The locality problem with batching is a little different to streaming.

lucasbradstreet21:08:22

Even if the performance isn’t equivalent to what you could get out of Spark for this use case.

michaeldrogalis21:08:40

That’s also true. If you don’t need absolutely crushing performance, it may matter less.

ghadi21:08:41

the task is matching patient records / finding dups. The technical challenges are 1) avoiding exploring the n-squared space of pairs 2) accounting for erroneous input data 3) having some fast feedback while changing the comparison algorithm for a given pair of patients

michaeldrogalis21:08:46

Once you’ve set up your flow with core.async for processing the data, do you expect any piece of that equation to need to change in response to the problem?

michaeldrogalis21:08:07

e.g. can the problem be asked a bit differently that would require you to process the data in a different way

ghadi21:08:58

not really. I can cache the list of candidate pairs, and treat them like a worklist

ghadi21:08:28

Also, if I find a novel way of getting more high quality candidate pairs, I can just extend & persist the set of candidate pairs

ghadi21:08:08

i haven't determined if i'm going to need to scale out to more than one machine because the pair matching algo isn't complete or measured

ghadi21:08:25

the hardest part is generating quality pairs

michaeldrogalis21:08:03

Ah.
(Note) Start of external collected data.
PR #834, opened 2019-05-04
Payroll: suggestions from review

sohkai:
Easiest to review commit by commit, mostly starting from less controversial to more controversial changes.

Also see inline annotations.


future-apps/payroll/contracts/Payroll.sol
```diff
@@ -557,8 +559,7 @@ contract Payroll is EtherTokenConstant, IForwarder, IsContract, AragonApp {
      */
     function _setRateExpiryTime(uint64 _time) internal {
         // Require a sane minimum for the rate expiry time
-        // (1 min == ~4 block window to mine both a pricefeed update and a payout)
-        require(_time > 1 minutes, ERROR_EXPIRY_TIME_TOO_SHORT);
+        require(_time >= MIN_RATE_EXPIRY, ERROR_EXPIRY_TIME_TOO_SHORT);
```
sohkai: It seems more clear that "minimum" would be loose (you can choose a value greater than or equal to the minimum). This is also the definition we use for "minimum" for the Finance app's periods.

sohkai: It seems more clear that "minimum" would be loose (you can choose a value greater than or equal to the minimum). This is also the definition we use for "minimum" for the Finance app's periods.

future-apps/payroll/contracts/Payroll.sol
```diff
@@ -384,8 +384,8 @@ contract Payroll is EtherTokenConstant, IForwarder, IsContract, AragonApp {
      * @return True if the given address is an active employee, false otherwise
      */
     function canForward(address _sender, bytes) public view returns (bool) {
-        // Check employee exists (and matches)
-        return (employees[employeeIds[_sender]].accountAddress == _sender);
+        // Check sender is active employee
+        return _isEmployeeActive(employeeIds[_sender]);
```
sohkai: Even though terminated employees would eventually be removed, and therefore fail the previous check, we should also disallow employees who have been terminated but may be lingering as they are technically not part of payroll anymore.

future-apps/payroll/contracts/Payroll.sol
```diff
@@ -82,15 +82,15 @@ contract Payroll is EtherTokenConstant, IForwarder, IsContract, AragonApp {
...
     event AddEmployeeReimbursement(uint256 indexed employeeId, uint256 amount);
     event AddEmployeeAccruedSalary(uint256 indexed employeeId, uint256 amount);
-    event TerminateEmployee(uint256 indexed employeeId, address indexed accountAddress, uint64 endDate);
-    event ChangeAddressByEmployee(uint256 indexed employeeId, address indexed oldAddress, address indexed newAddress);
-    event DetermineAllocation(uint256 indexed employeeId, address indexed employee);
-    event SendPayment(address indexed employee, address indexed token, uint256 amount, uint128 exchangeRate, string paymentReference);
+    event TerminateEmployee(uint256 indexed employeeId, uint64 endDate);
+    event ChangeAddressByEmployee(uint256 indexed employeeId, address indexed newAccountAddress, address indexed oldAccountAddress);
+    event DetermineAllocation(uint256 indexed employeeId);
+    event SendPayment(uint256 indexed employeeId, address indexed employeeAccountAddress, address indexed token, uint256 amount, uint128 exchangeRate, string paymentReference);
```
sohkai: Generally it seems unnecessary to emit the employee's address as it's retrievable through `employeeId`.

However, I've kept it in `SendPayment` to allow us to search for payroll payments to particular addresses in the future.

future-apps/payroll/contracts/Payroll.sol
```diff
@@ -348,7 +348,7 @@ contract Payroll is EtherTokenConstant, IForwarder, IsContract, AragonApp {
         employeeIds[_newAddress] = employeeId;
         employee.accountAddress = _newAddress;
 
-        emit ChangeAddressByEmployee(employeeId, oldAddress, _newAddress);
+        emit ChangeAddressByEmployee(employeeId, _newAddress, oldAddress);
```
sohkai: I've flipped the ordering to be more similar to the order for roles (new value, old value)

future-apps/payroll/contracts/Payroll.sol
```diff
@@ -737,18 +737,13 @@ contract Payroll is EtherTokenConstant, IForwarder, IsContract, AragonApp {
     function _removeEmployeeIfTerminatedAndPaidOut(uint256 _employeeId) internal {
         Employee storage employee = employees[_employeeId];
 
-        if (employee.endDate > getTimestamp64()) {
-            return;
-        }
-        if (_getCurrentCappedOwedSalary(_employeeId) > 0) {
-            return;
+        if (
+            employee.lastPayroll == employee.endDate &&
```
sohkai: Note that this change requires 3eab68a, to ensure that `lastPayroll` is set to `endDate` when drawing out all funds from a terminated employee.

future-apps/payroll/contracts/Payroll.sol
```diff
@@ -793,21 +789,24 @@ contract Payroll is EtherTokenConstant, IForwarder, IsContract, AragonApp {
...
-            employee.lastPayroll = (remainder == _currentOwedSalary) ? getTimestamp64() : _getLastPayroll(_employeeId, remainder);
-        } else {
-            // employee is only cashing out some current owed salary, and there is no previous owed salary,
-            // then we only need to update the last payroll date
-            employee.lastPayroll = (_paymentAmount == _currentOwedSalary) ? getTimestamp64() : _getLastPayroll(_employeeId, _paymentAmount);
+            // No need to use SafeMath here as we already know _paymentAmount > accruedSalary
+            currentSalaryPaid = _paymentAmount - accruedSalary;
         }
+        employee.lastPayroll = _getLastPayrollDate(_employeeId, currentSalaryPaid);
     }
```
sohkai: I found this reorganizing of logic a bit more clear than the previous version, since in the last two cases we want to update the employee's `lastPayroll`.

future-apps/payroll/contracts/Payroll.sol
```diff
@@ -793,21 +789,24 @@ contract Payroll is EtherTokenConstant, IForwarder, IsContract, AragonApp {
...
-            uint256 remainder = _paymentAmount - accruedSalary;
-            employee.lastPayroll = (remainder == _currentOwedSalary) ? getTimestamp64() : _getLastPayroll(_employeeId, remainder);
-        } else {
-            // employee is only cashing out some current owed salary, and there is no previous owed salary,
-            // then we only need to update the last payroll date
-            employee.lastPayroll = (_paymentAmount == _currentOwedSalary) ? getTimestamp64() : _getLastPayroll(_employeeId, _paymentAmount);
+            // No need to use SafeMath here as we already know _paymentAmount > accruedSalary
+            currentSalaryPaid = _paymentAmount - accruedSalary;
         }
+        employee.lastPayroll = _getLastPayrollDate(_employeeId, currentSalaryPaid);
```
sohkai: ⚠️ I've opted to remove the `_paymentAmount == _currentOwedSalary` check and just use `_getLastPayrollDate()` directly. It's a little bit more expensive in the case where you're drawing out all of your currently owed salary, but reduces the complexity.

In particular, I think it's much easier to reason about how an employee's `lastPayroll` value changes if it's only affected by how much currently owed salary is paid (through `_getLastPayrollDate()`).

future-apps/payroll/contracts/Payroll.sol
```diff
@@ -600,11 +600,13 @@ contract Payroll is EtherTokenConstant, IForwarder, IsContract, AragonApp {
             timeDiff = timeDiff.add(1);
         }
 
-        uint64 lastPayrollDate = employee.lastPayroll.add(uint64(timeDiff));
```
sohkai: I was a little bit worried about this `uint64(timeDiff)` cast; although it's unlikely, at some point we may accidentally provide a `_paidAmount` that would cause `timeDiff` to be larger than MAX_UINT64.

future-apps/payroll/contracts/Payroll.sol
```diff
@@ -600,11 +600,13 @@ contract Payroll is EtherTokenConstant, IForwarder, IsContract, AragonApp {
...
+        uint256 lastPayrollDate = uint256(employee.lastPayroll).add(timeDiff);
 
-        // Do a few sanity checks at the end to make sure the last payroll timestamp is clamped to our expected values
-        require(lastPayrollDate <= getTimestamp64(), ERROR_LAST_PAYROLL_DATE_TOO_BIG);
-        return lastPayrollDate > employee.endDate ? employee.endDate : lastPayrollDate;
+        // Even though this function should never receive a _paidAmount value that would result in
+        // the lastPayrollDate being higher than the current time, let's double check to be safe
+        require(lastPayrollDate <= uint256(getTimestamp64()), ERROR_LAST_PAYROLL_DATE_TOO_BIG);
+        // Already know lastPayrollDate must fit in uint64 from above
+        return uint64(lastPayrollDate);
```
sohkai: I took out the clamp to `endDate` as I'm pretty sure the `_paidAmount` should match `endDate` in circumstances where we're only paying up to an employee's `endDate`, but perhaps we may want a looser assumption.

future-apps/payroll/contracts/Payroll.sol
facuspagnuolo: I'm thinking of the other actions employees are allowed to perform even when they are terminated, like claiming their salaries. Could this still be useful in those cases when the calling employee is terminated?

future-apps/payroll/contracts/Payroll.sol
facuspagnuolo: I see and I like the idea

sohkai:
@facuspagnuolo I ended up reverting https://github.com/aragon/aragon-apps/pull/834/commits/7b43299c3d9e657b58033c16146f6f2d7ddef817 in https://github.com/aragon/aragon-apps/pull/834/commits/ce6359792c37bf77ca166c7b8742df4786b887fa because we were using the term "price feed" elsewhere, and `PriceFeed` is not the name of an actual contract (in Payroll's eyes).

Added a last few refactors / changes:

- https://github.com/aragon/aragon-apps/pull/834/commits/1b79e37195e86ef8eb9c5cc69363fcf357839f2f: I think inlining this bit is more clear as to how we use the capped value safely
- https://github.com/aragon/aragon-apps/pull/834/commits/1a471c00ec2b4e7392df5bdfd792fcf87733d23d: Pulls out some duplicated logic for setting the employee's address into a consolidated internal function

And added a few last touches for clarity / consistency:

- https://github.com/aragon/aragon-apps/pull/834/commits/bf5ce8b82c9be95073a499f028dc1fcfb42344f9: re-orders `role` to be the final parameter, as we generally leave the string metadata argument last in the other apps
- https://github.com/aragon/aragon-apps/pull/834/commits/094116b1a8684d4f5f31d4a4a4c198e33a036567: re-order `accruedSalary` to be closer to `denominationSalary` to group them together
- https://github.com/aragon/aragon-apps/pull/834/commits/d8dd5b1e7b01a2d70230a366a577fe956f5c9050: A little more explicit string for the Finance payment reference (note that these lengths are all still below 32 chars so there's no gas change :joy:)
- Rest: shuffling around some of the functions to logically group them by function (no hard rule, but generally: external -> public -> internal -> private, then state-changing -> view -> pure)

sohkai:
@facuspagnuolo I ended up reverting https://github.com/aragon/aragon-apps/pull/834/commits/7b43299c3d9e657b58033c16146f6f2d7ddef817 in https://github.com/aragon/aragon-apps/pull/834/commits/ce6359792c37bf77ca166c7b8742df4786b887fa because we were using the term "price feed" elsewhere, and `PriceFeed` is not the name of an actual contract (in Payroll's eyes).

Added a last few refactors / changes:

- https://github.com/aragon/aragon-apps/pull/834/commits/1b0e5f446dddb4a071afee9ae2add789b036982a: I think inlining this bit is more clear as to how we use the capped value safely
- https://github.com/aragon/aragon-apps/pull/834/commits/7bc705f1ca7f635655e08ac15dfed3e81283e39a: Pulls out some duplicated logic for setting the employee's address into a consolidated internal function

And added a few last touches for clarity / consistency:

- https://github.com/aragon/aragon-apps/pull/834/commits/bf5ce8b82c9be95073a499f028dc1fcfb42344f9: re-orders `role` to be the final parameter, as we generally leave the string metadata argument last in the other apps
- https://github.com/aragon/aragon-apps/pull/834/commits/094116b1a8684d4f5f31d4a4a4c198e33a036567: re-order `accruedSalary` to be closer to `denominationSalary` to group them together
- https://github.com/aragon/aragon-apps/pull/834/commits/d8dd5b1e7b01a2d70230a366a577fe956f5c9050: A little more explicit string for the Finance payment reference (note that these lengths are all still below 32 chars so there's no gas change :joy:)
- Rest: shuffling around some of the functions to logically group them by function (no hard rule, but generally: external -> public -> internal -> private, then state-changing -> view -> pure)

I’d avoid Onyx or Spark until you know you need to distributed. local-rt might be an optimal middleground because you can use a proven abstraction, but avoid the distribution headaches until you need to make the investment.

lucasbradstreet21:08:58

Can easily become “and then you have n problems” 😄

ghadi21:08:22

sage advice. i hope i can win this competition with only clojure core libs and a few utility libraries for string similarity algos

michaeldrogalis21:08:03

Any interesting prizes?

ghadi21:08:00

only doing it b/c I used to work in clinical records wayyyyy back and have a bit of domain knowledge

ghadi21:08:08

that was before I could code tho

lucasbradstreet21:08:58

If you hit perf issues that don’t seem to be solvable with algorithms + performance optimisation, you can always run it on an 18 core ec2 spot instances and judiciously pmap first.

michaeldrogalis21:08:59

That’s pretty cool, sounds like a fun time.